Improving Efficiency in Near-State and State-Optimal Self-Stabilising Leader Election Population Protocols
Leszek Gąsieniec, Tytus Grodzicki, Grzegorz Stachowiak
TL;DR
The paper tackles the ranking problem in self-stabilising population protocols, aiming silent, stable leader election with subquadratic stabilisation times. It develops three main strategies: (i) a state-optimal, ring-of-traps construction achieving $O(\min(kn^{3/2},n^2\log^2 n))$ whp; (ii) a one-extra-state scheme with lines of traps yielding $O(n^{7/4}\log^2 n)$ whp; and (iii) an $O(\log n)$-extras scheme using perfectly balanced binary trees to reach $O(n\log n)$ whp. Central to these results are agent traps, lines, and carefully designed routing and epidemic mechanisms, underpinned by Chernoff bounds to guarantee high-probability progress. The work significantly narrows the gap toward subquadratic self-stabilising ranking and thus improves practical leader election in distributed populations, while leaving open the existence of purely rank-state protocols with o($n^2$) time. Overall, these contributions advance our understanding of time-space trade-offs in self-stabilising population protocols and their applicability to robust leader election.
Abstract
We investigate leader election problem via ranking within self-stabilising population protocols.

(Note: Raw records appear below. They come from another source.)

PR #1829, opened 2021-11-24
DirichletBC with dolfinx.Constant

jorgensd:
Resolves #507

Issue #1816, opened 2021-11-18
Ordering of shared indices in `IndexMap`


garth-wells:
It could be helpful to group the (1) exclusively owned, (2) owned and shared and (3) ghost indices, and the case (2) and (3) order by rank. At the moment we just have group (3) at the end of the array.

IgorBaratta:
```
||||||||||||||||||||||||||||||||||||||||||||||||||||||   |||||||||||||||||||||||||   |||||||||||
     (1)                                                      (2)                       (3)
```
Currently (1) and (2) are mixed, but it would be good to group so one could have a range for (2) with contiguous memory.
That would allow for example :+1: 
```c++
la::Vector<double, DeviceAllocator> x(indexmap, bs);
std::array range = x.shared_range();
int size = range[1] -range[0];

double* ptr = x.data();
double* shared_buffer = AllocateSharedMemory(size);
double* ghosts_buffer = AllocateSharedMemory(ghost_size);


// Device to device memcopy
memcopy(ptr+range[0], shared_buffer , size);
memcopy(ptr+range_ghosts[0], ghosts_buffer, ghost_size);

// If a GPU-aware mpi implementation is available no copy from device to host.
// Otherwise only copy the shared and ghost buffers.
indexmap.scatter_fwd(shared_buffer, ghosts_buffer);


```

chrisrichardson:
This might affect data-locality adversely.  I think, for now, it would be worth making it an optional choice, so we can test out the performance implications both ways.

garth-wells:
@IgorBaratta do you think we should worry about this?

garth-wells:
I think this is possibly to restrictive. Creator can always control order for data locality when taking slices, but `IndexMap` doesn't need to know about this.

PR #1883, opened 2021-12-13
Refactor DirichletBC

### LINKED ISSUE #507: Allow DirichletBC to be set with a Constant
At present, a DirichletBC can only be set with a `Function`, but it is often just a `Constant` value.

jorgensd:
Superseeds: #1829 and resolves #507 adding `dolfinx.Constant` as a valid input to the DirichletBC.

Refactoring of getting degrees of freedom from remote for topological searches, all different combinations:
`V`, `V.sub(i)`, `(V.sub(i)`, `V.sub(i).collapse())` uses the same functionality to fetch dofs that are not on an owned entity (facet), but is a dof on the process.


cpp/dolfinx/fem/DirichletBC.h
```diff
@@ -168,6 +170,59 @@ class DirichletBC
...
+  /// @param[in] dofs Degree-of-freedom block indices (@p
+  /// std::vector<std::int32_t>) from the input function space to constrain
+  /// @note The dofs will be unrolled with the dofmap block size
+  template <typename U>
+  DirichletBC(const std::shared_ptr<const fem::Constant<T>>& g, U&& dofs,
+              const std::shared_ptr<const fem::FunctionSpace>& V)
+      : _function_space(V), _g(g), _dofs0(std::forward<U>(dofs))
+  {
+    assert(_function_space);
+    std::visit(
```
garth-wells, line 187: I don't understand what this is for. The Function interface specifies the type for `g`, so why is there a visitor pattern to check?

cpp/dolfinx/fem/DirichletBC.h
```diff
@@ -254,16 +327,46 @@ class DirichletBC
...
-    xtl::span<const T> g = _g->x()->array();
-    for (std::size_t i = 0; i < _dofs0.size(); ++i)
-    {
-      if (_dofs0[i] < (std::int32_t)x.size())
-      {
-        assert(_dofs1_g[i] < (std::int32_t)g.size());
-        x[_dofs0[i]] = scale * g[_dofs1_g[i]];
-      }
-    }
+    std::visit(
```
garth-wells, line 330: There are much simpler ways to do this, see https://www.cppstories.com/2018/06/variant/.

cpp/dolfinx/fem/DirichletBC.cpp
```diff
@@ -107,6 +169,8 @@ get_remote_bcs1(const common::IndexMap& map,
   const std::vector<std::int64_t>& ghosts = map.ghosts();
 
   // Build map from ghost to local position
+  // NOTE: Should we use map here or just one vector with ghosts and
```
IgorBaratta, line 172: Sorting takes `O(n * log(n))` , which is the same cost as the creation of the map.
`map.find` and `lower_bound`  are both `O(log(n)` . 

So if the ghosts were sorted I would use a vector intead of a map.

jorgensd: Currently ghosts are not sorted, so I guess this is a thing we can improve if we change the indexmap, ref #1816

cpp/dolfinx/fem/DirichletBC.cpp
```diff
@@ -50,55 +51,119 @@ dolfinx::MPI::Comm create_symmetric_comm(MPI_Comm comm)
...
+
+  if (bs_map == 1)
+    map.local_to_global(dofs_local, dofs_global);
+  else
+  {
+    // Convert dofs indices to 'block' map indices
+    std::vector<std::int32_t> dofs_local_block;
+    dofs_local_block.reserve(num_dofs_block);
+    for (std::size_t i = 0; i < dofs_local.size(); i += bs)
+      dofs_local_block.push_back(dofs_local[i] / bs_map);
```
jorgensd, line 146: @garth-wells here you have added the assumption that the dofs are sorted and contain no duplicates (which the input currently do) . Should we add that as a `@note for the input arguments`?

garth-wells: > @garth-wells here you have added the assumption that the dofs are sorted and contain no duplicates 

Not sure that is entirely true on ordering. There is an assumption that blocks remained blocked.

> (which the input currently do) . Should we add that as a `@note for the input arguments`?

The docs already say the dofs must be sorted (in docs for in argument). Feel free to add more if you think it's needed.

jorgensd: Agree that inside `get_remote_dofs` it does not have to be fully sorted, but the input has to be "blocked".
I will add a note on `get_remote_dofs` that we assume that the input dofs are blocked, but not necessarily sorted.

garth-wells (approved):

In this scenario, the agent's state space comprises $n$ rank states and $x$ extra states. The initial configuration of $n$ agents consists of arbitrary arrangements of rank and extra states, with the objective of self-ranking. Specifically, each agent is tasked with stabilising in a unique rank state silently, implying that after stabilisation, each agent remains in its designated state indefinitely. In this paper, we present several new self-stabilising ranking protocols, greatly enriching our comprehension of these intricate problems. All protocols ensure self-stabilisation time with high probability (whp), defined as $1-n^{-η},$ for a constant $η>0.$ We delve into three scenarios, from which we derive stable (always correct), either state-optimal or almost state-optimal, silent ranking protocols that self-stabilise within a time frame of $o(n^2)$ whp, including: - Utilising a novel concept of an agent trap, we derive a state-optimal ranking protocol that achieves self-stabilisation in time $O(min(kn^{3/2},n^2\log^2 n)),$ for any $k$-distant starting configuration. - Furthermore, we show that the incorporation of a single extra state ($x=1$) ensures a ranking protocol that self-stabilises in time $O(n^{7/4}\log^2 n)=o(n^2)$, regardless of the initial configuration. - Lastly, we show that extra $x=O(\log n)$ states admit self-stabilising ranking with the best currently known stabilisation time $O(n\log n)$, when whp and $x=O(\log n)$ guarantees are imposed.